Cloudflare Gateway routes all Internet bound traffic to Cloudflare’s network to enforce granular controls for your users to block them from unknown security threats. Now, it also provides your team added assurance with a low-effort, high-visibility overview into the SaaS applications being used in your environment.

By simply turning on Gateway, all HTTP requests for your organization are aggregated in your Gateway Activity Log for audit and security purposes. Within the activity log, we surface pertinent information about the user, action, and request. These records include data about the application and application type. In the example above, the application type would be Collaboration and Online Meeting and the application would be Google Drive.

From there, Gateway analyzes your HTTP request in the Activity Log and surfaces your Shadow IT, by categorizing and sorting these seemingly miscellaneous applications into actionable insights without any additional lift from your team.

With Shadow IT Discovery, Cloudflare for Teams first catalogs all applications used in your organization. The feature runs in an “observation” mode first - all applications are analyzed, but default to “unreviewed.”

Your team can then review the applications found and, with just a couple clicks, designate applications approved or unapproved — either for a single application or in bulk.

This allows administrators to easily track the top approved and unapproved applications their users are accessing to better profile their security posture. When drilling down into a more detailed view, administrators can take bulk actions to move multiple newly discovered applications at once. In this view, users can also filter on application type to easily identify redundancies in their organization.

Another feature we wanted to add was the ability to quickly highlight if an application being used by your organization has already been secured by Cloudflare Access. You can find this information in the column titled Secured. If an application is not Secured by Access, you can start that process today as well with Access for SaaS. (We added two new tutorials this week!)

When you mark an application unapproved, Cloudflare for Teams does not block it outright. We know some organizations need to label an application unapproved and check in with the users before they block access to it altogether. If your team is ready, you can then apply a Gateway rule to block access to it going forward.
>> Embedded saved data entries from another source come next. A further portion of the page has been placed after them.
PR #6686, opened 2022-03-22
feat(redirect): set redirect server port when enable http_to_https

### LINKED ISSUE #4400: request help: Can the port be set for http_to_https in the redirect plugin?
### Issue description
Can the port be set for http_to_https in the redirect plugin?

The default https port of apisix is 9443, but after I set http_to_https to true, 
visiting "http://test.com:9080/service/"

While we’re excited to help IT teams stop worrying about unapproved apps, we also talked to teams who feared they were overspending for certain approved applications.

We want to help here too. Today’s launch counts the number of unique users who access any one application over different time intervals. IT teams can use this data to check usage against licenses and right size as needed.

Without this feature, many administrators and our own internal IT department were losing sleep each night wondering if their users were circumventing their controls and putting them at risk of attack. Additionally, many administrators are financially impacted as they procure software licenses for their entire organization. With Shadow IT Discovery, we empower your team to anticipate popular applications and begin the assessment process earlier in the procurement lifecycle.

We’re excited to announce Shadow IT and can’t wait to see what you’ll do with it. To get started, deploy HTTP filtering for your organization with the Cloudflare for Teams client. In the future, we’ll also be adding automation to block unapproved applications in Gateway, but we can’t wait to hear what else you’d like to see out of this feature.